1.1 Background Research

Getting our clothes stained with ink is a rather common problem for most households. Rather than having to buy detergent to remove the ink stain, why not make use of basic household items that most people would be able to find at home. We would like to investigate which method and household chemical is the most effective for stain removal. Written words may live forever, but ink stains do not have to be permanent.


Ink is made up of certain chemical properties like pigments, dyes, solvents and lubricants that make it a bit tougher to remove than other household products (Coit, 2016). However, according to Reader’s Digest (2014), ink stains can be removed with very basic items that most should be able to find in their kitchens, such as milk, salt and vinegar (ibid). A method that removes a stain from a soft fabric article, comprises of a solution that contains a metallic salt of hypochlorous acid and an alkali metal hydroxide (Taylor & H, 2009).


According to Nystul (2016), the biggest secret to removing ink stains is alcohol. Simple things like hand sanitizer and hairspray contain ethanol which acts as a powerful solvent. All that was needed was to squeeze/spray a small amount on the stained cloth and allow the cloth to absorb the cleaning agent.


Treating ink stains as soon as possible will be easier to remove. It is when the ink stains dry and become ground into the fabric that removing them becomes more of a challenge (Unilever, 2017). Never rub or wipe an ink stain (ibid).  When you rub an ink stain, you’ll simply spread it around the garment, soiling more of the material (ibid).  Blotting is the best way, as it removes the stain while protecting the rest of the clothing (ibid).
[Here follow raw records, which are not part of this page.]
PR #9756, opened 2026-04-17
perf(parquet): Defer fixed length byte array buffer alloc and skip zero-batch init

lyang24:
- follow ups from https://github.com/apache/arrow-rs/pull/9093

- FixedLenByteArrayBuffer: preserve the value-count hint in `with_capacity` and defer the buffer allocation to the first `ValueDecoder::read`, when `byte_length` is known. This lets the buffer be sized exactly once (`values_capacity * byte_length`) instead of growing incrementally from `Vec::new()`.
- RecordReader::read_one_batch: short-circuit with `Ok(0)` when `batch_size == 0` to avoid the lazy buffer init on an end-of-stream read.

### DIFF
--- a/parquet/src/arrow/array_reader/fixed_len_byte_array.rs
+++ b/parquet/src/arrow/array_reader/fixed_len_byte_array.rs
@@ -265,6 +265,9 @@ struct FixedLenByteArrayBuffer {
     buffer: Vec<u8>,
     /// The length of each element in bytes
     byte_length: Option<usize>,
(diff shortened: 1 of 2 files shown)


alamb:
run benchmark arrow_reader

alamb:

alamb (approved):
THank you @lyang24 -- this looks good to me;

alamb:
Thanks again @lyang24

PR #179, opened 2022-10-05
Support animated setContent updates

bryankeller:
## Details

This PR enables us to animate some content update changes by calling `layoutIfNeeded` in a `UIView` animation block. For example, a vertical spacing between weeks can now be animated. We won't animate views that are moving due to view reuse. We also avoid animating views that are being added to the view hierarchy for the first time (existing behavior).

## Related Issue

N/A

## Motivation and Context

Better animation support.

## How Has This Been Tested

Example app in simulator.

## Types of changes

## Checklist

### DIFF
--- a/Sources/Public/CalendarView.swift
+++ b/Sources/Public/CalendarView.swift
@@ -627,14 +627,14 @@ public final class CalendarView: UIView {
 
     reuseManager.viewsForVisibleItems(
       visibleItems,
-      viewHandler: { view, visibleItem, previousBackingVisibleItem in
-        if view.superview == nil {
-          UIView.performWithoutAnimation {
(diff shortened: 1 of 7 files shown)


Sources/Public/CalendarView.swift
```diff
@@ -652,16 +652,13 @@ public final class CalendarView: UIView {
   private func configureView(_ view: ItemView, with visibleItem: VisibleCalendarItem) {
     view.calendarItemModel = visibleItem.calendarItemModel
 
-    // Update the visibility
-    UIView.performWithoutAnimation {
```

According to Education.com (2013), different cleaners clean up stains in different ways. Soap is an emulsifier, allowing water to mix with other substances such as stains, soap sets these substances free, allowing the stain to be removed. Bleach uses chlorine to loosen the chemical bonds of molecules, it, however, does not remove a stain but instead lightens the cloth’s dye, and is thus not the best solution.
According to Martin (2007), states that ink stains should be removed as soon as possible as it would allow the stain to soak into the cloth (Martin, 2007, p.25). The best way to remove ink stains is by dabbing and blotting it and avoid combing incompatible cleaning chemicals as it may damage the cloth (Martin, 2007, p.29, 30).
In conclusion, ink can be removed from a piece of cloth using many different items that can be found around one’s house. The chemicals inside the items or chemical reactions caused by mixing some can help remove the ink from the cloth. Such household chemicals may even be better alternatives to cleaning agents people typically use.

1.2 Hypothesis


After reading more about other research and studies, we hypothesised that certain kitchen chemicals are able to effectively remove ink stains, with baking soda being one of the more effective chemicals to remove stains.